**Description of the task:**
Repeat each entry in the data, exactly.

**Exercise materials:**
--------------------

PR #26, opened 2018-07-31
Move server selection to Settings and allows URLs

### LINKED ISSUE #21: Would be nice to have custome dns over https input field
I have my own doh server, so would be nice to have this option

bemasc:
With this change, the user can select a server before initiating a
connection for the first time (important if the default server
is not working for any reason).  This change also allows advanced
users to use arbitrary DOH servers, not just the two presets.

This change removes the server control from the main screen.
This is good for visual consistency, but if users find it harder
to discover this option then that could be an unfortunate side-effect.

Fixes #21


Android/app/src/main/java/app/intra/ServerChooserFragment.java
```diff
@@ -0,0 +1,155 @@
...
+        bundle.putString(ARG_KEY, key);
+        fragment.setArguments(bundle);
+        return fragment;
+    }
+
+    @Override
+    public void onCheckedChanged(RadioGroup group, int checkedId) {
+        if (checkedId == R.id.pref_server_google) {
+            newUrl = getResources().getString(R.string.url0);
+            setValid(true);
```
cjhenck: I personally like to set the UI based on state.  E.g. update newURL, then call an updateUI() function, or have a setter of some sort for newURL. Makes it easier to maintain the UI logic.

Android/app/src/main/java/app/intra/ServerChooserFragment.java
```diff
@@ -0,0 +1,155 @@
...
+    }
+
+    @Override
+    public void onTextChanged(CharSequence s, int start, int before, int count) {
+    }
+
+    @Override
+    public void afterTextChanged(Editable s) {
+        newUrl = s.toString();
+        setValid(checkUrl(Untemplate.strip(newUrl)));
```
cjhenck: E.g. this would end up in updateUI as well

Android/app/src/main/java/app/intra/ServerChooserFragment.java
```diff
@@ -0,0 +1,155 @@
...
+    }
+
+    // Check that the URL is a plausible DOH server: https with a domain, a path (at least "/"),
+    // and no query parameters or fragment.
+    private boolean checkUrl(String url) {
+        try {
+            URL parsed = new URL(url);
+            return parsed.getProtocol().equals("https") && !parsed.getHost().isEmpty() &&
+                !parsed.getPath().isEmpty() && parsed.getQuery() == null && parsed.getRef() == null;
```
cjhenck: Do you think we really need to have a path?  People type in google.com [Enter] all the time?

Android/app/src/main/java/app/intra/ServerChooserFragment.java
```diff
@@ -0,0 +1,155 @@
...
+    @Override
+    protected void onBindDialogView(View view) {
+        super.onBindDialogView(view);
+        ServerChooser preference = (ServerChooser) getPreference();
+        String url = preference.getUrl();
+        buttons = view.findViewById(R.id.pref_server_radio_group);
+        text = view.findViewById(R.id.custom_server_url);
+        if (url == null || url.equals(getResources().getString(R.string.url0))) {
+            buttons.check(R.id.pref_server_google);
+            text.setEnabled(false);
```
cjhenck: And this

Android/app/src/main/java/app/intra/MainActivity.java
```diff
@@ -134,13 +134,27 @@ private void openUrl(String url) {
...
     super.onCreate(savedInstanceState);
 
+    // Sync old settings into new preferences if necessary.
+    PersistentState.syncLegacyState(this);
+
     // Export defaults into preferences.  See https://developer.android.com/guide/topics/ui/settings#Defaults
     PreferenceManager.setDefaultValues(this, R.xml.preferences, false);
 
+    // Registers this class as a listener for user preference changes.
+    PreferenceManager.getDefaultSharedPreferences(this).
```
cjhenck: Is there a risk of a memory leak here since you don't unregister? Is that automatic? I would guess it's OK if the non-service activity gets closed, but might be worth checking if you haven't already?

Android/app/src/main/java/app/intra/DnsVpnService.java
```diff
@@ -90,14 +91,30 @@ private void onResolved(Intent intent) {
       };
 
   @Override
-  public void onSharedPreferenceChanged(SharedPreferences preferences, String key) {
+  public synchronized void onSharedPreferenceChanged(SharedPreferences preferences, String key) {
```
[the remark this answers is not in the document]
bemasc: OK, I removed the synchronization.  It's technically not needed, because `restartVpn` always terminates the service.

Android/app/src/main/java/app/intra/ServerChooserFragment.java
bemasc: OK, done

Android/app/src/main/java/app/intra/ServerChooserFragment.java
bemasc: Done

Android/app/src/main/java/app/intra/ServerChooserFragment.java
bemasc: The problem is, entering a bare domain name is (1) very tempting and (2) not going to work (unless the server is actually running the API endpoint on `/`, which would be very strange).  Requiring a path at least makes this explicit, and hopefully reduces the frequency of user error.

Android/app/src/main/java/app/intra/MainActivity.java
bemasc: OK, I added an unregister call.

Android/app/src/main/java/app/intra/ServerChooserFragment.java
bemasc: In this design, I can't call `updateUI` here because `setValid` requires `Dialog` to exist, but it doesn't exist yet.

cjhenck: Or you could do a null check?  Anyway, your choice :)

Android/app/src/main/java/app/intra/ServerChooserFragment.java
cjhenck: Fair enough

Android/app/src/main/java/app/intra/ServerChooserFragment.java
bemasc: I switched this to a more MVC-ish design.  Using `onCreateView` as we discussed doesn't work, because the action buttons don't exist yet, but I found a later life cycle event that works.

--------------------

**Task output:**
PR #26, opened 2018-07-31
Move server selection to Settings and allows URLs

### LINKED ISSUE #21: Would be nice to have custome dns over https input field
I have my own doh server, so would be nice to have this option

bemasc:
With this change, the user can select a server before initiating a
connection for the first time (important if the default server
is not working for any reason).  This change also allows advanced
users to use arbitrary DOH servers, not just the two presets.

This change removes the server control from the main screen.
This is good for visual consistency, but if users find it harder
to discover this option then that could be an unfortunate side-effect.

Fixes #21


Android/app/src/main/java/app/intra/ServerChooserFragment.java
```diff
@@ -0,0 +1,155 @@
...
+        bundle.putString(ARG_KEY, key);
+        fragment.setArguments(bundle);
+        return fragment;
+    }
+
+    @Override
+    public void onCheckedChanged(RadioGroup group, int checkedId) {
+        if (checkedId == R.id.pref_server_google) {
+            newUrl = getResources().getString(R.string.url0);
+            setValid(true);
```
cjhenck: I personally like to set the UI based on state.  E.g. update newURL, then call an updateUI() function, or have a setter of some sort for newURL. Makes it easier to maintain the UI logic.

Android/app/src/main/java/app/intra/ServerChooserFragment.java
```diff
@@ -0,0 +1,155 @@
...
+    }
+
+    @Override
+    public void onTextChanged(CharSequence s, int start, int before, int count) {
+    }
+
+    @Override
+    public void afterTextChanged(Editable s) {
+        newUrl = s.toString();
+        setValid(checkUrl(Untemplate.strip(newUrl)));
```
cjhenck: E.g. this would end up in updateUI as well

Android/app/src/main/java/app/intra/ServerChooserFragment.java
```diff
@@ -0,0 +1,155 @@
...
+    }
+
+    // Check that the URL is a plausible DOH server: https with a domain, a path (at least "/"),
+    // and no query parameters or fragment.
+    private boolean checkUrl(String url) {
+        try {
+            URL parsed = new URL(url);
+            return parsed.getProtocol().equals("https") && !parsed.getHost().isEmpty() &&
+                !parsed.getPath().isEmpty() && parsed.getQuery() == null && parsed.getRef() == null;
```
cjhenck: Do you think we really need to have a path?  People type in google.com [Enter] all the time?

Android/app/src/main/java/app/intra/ServerChooserFragment.java
```diff
@@ -0,0 +1,155 @@
...
+    @Override
+    protected void onBindDialogView(View view) {
+        super.onBindDialogView(view);
+        ServerChooser preference = (ServerChooser) getPreference();
+        String url = preference.getUrl();
+        buttons = view.findViewById(R.id.pref_server_radio_group);
+        text = view.findViewById(R.id.custom_server_url);
+        if (url == null || url.equals(getResources().getString(R.string.url0))) {
+            buttons.check(R.id.pref_server_google);
+            text.setEnabled(false);
```
cjhenck: And this

Android/app/src/main/java/app/intra/MainActivity.java
```diff
@@ -134,13 +134,27 @@ private void openUrl(String url) {
...
     super.onCreate(savedInstanceState);
 
+    // Sync old settings into new preferences if necessary.
+    PersistentState.syncLegacyState(this);
+
     // Export defaults into preferences.  See https://developer.android.com/guide/topics/ui/settings#Defaults
     PreferenceManager.setDefaultValues(this, R.xml.preferences, false);
 
+    // Registers this class as a listener for user preference changes.
+    PreferenceManager.getDefaultSharedPreferences(this).
```
cjhenck: Is there a risk of a memory leak here since you don't unregister? Is that automatic? I would guess it's OK if the non-service activity gets closed, but might be worth checking if you haven't already?

Android/app/src/main/java/app/intra/DnsVpnService.java
```diff
@@ -90,14 +91,30 @@ private void onResolved(Intent intent) {
       };
 
   @Override
-  public void onSharedPreferenceChanged(SharedPreferences preferences, String key) {
+  public synchronized void onSharedPreferenceChanged(SharedPreferences preferences, String key) {
```
[the remark this answers is not in the document]
bemasc: OK, I removed the synchronization.  It's technically not needed, because `restartVpn` always terminates the service.

Android/app/src/main/java/app/intra/ServerChooserFragment.java
bemasc: OK, done

Android/app/src/main/java/app/intra/ServerChooserFragment.java
bemasc: Done

Android/app/src/main/java/app/intra/ServerChooserFragment.java
bemasc: The problem is, entering a bare domain name is (1) very tempting and (2) not going to work (unless the server is actually running the API endpoint on `/`, which would be very strange).  Requiring a path at least makes this explicit, and hopefully reduces the frequency of user error.

Android/app/src/main/java/app/intra/MainActivity.java
bemasc: OK, I added an unregister call.

Android/app/src/main/java/app/intra/ServerChooserFragment.java
bemasc: In this design, I can't call `updateUI` here because `setValid` requires `Dialog` to exist, but it doesn't exist yet.

cjhenck: Or you could do a null check?  Anyway, your choice :)

Android/app/src/main/java/app/intra/ServerChooserFragment.java
cjhenck: Fair enough

Android/app/src/main/java/app/intra/ServerChooserFragment.java
bemasc: I switched this to a more MVC-ish design.  Using `onCreateView` as we discussed doesn't work, because the action buttons don't exist yet, but I found a later life cycle event that works.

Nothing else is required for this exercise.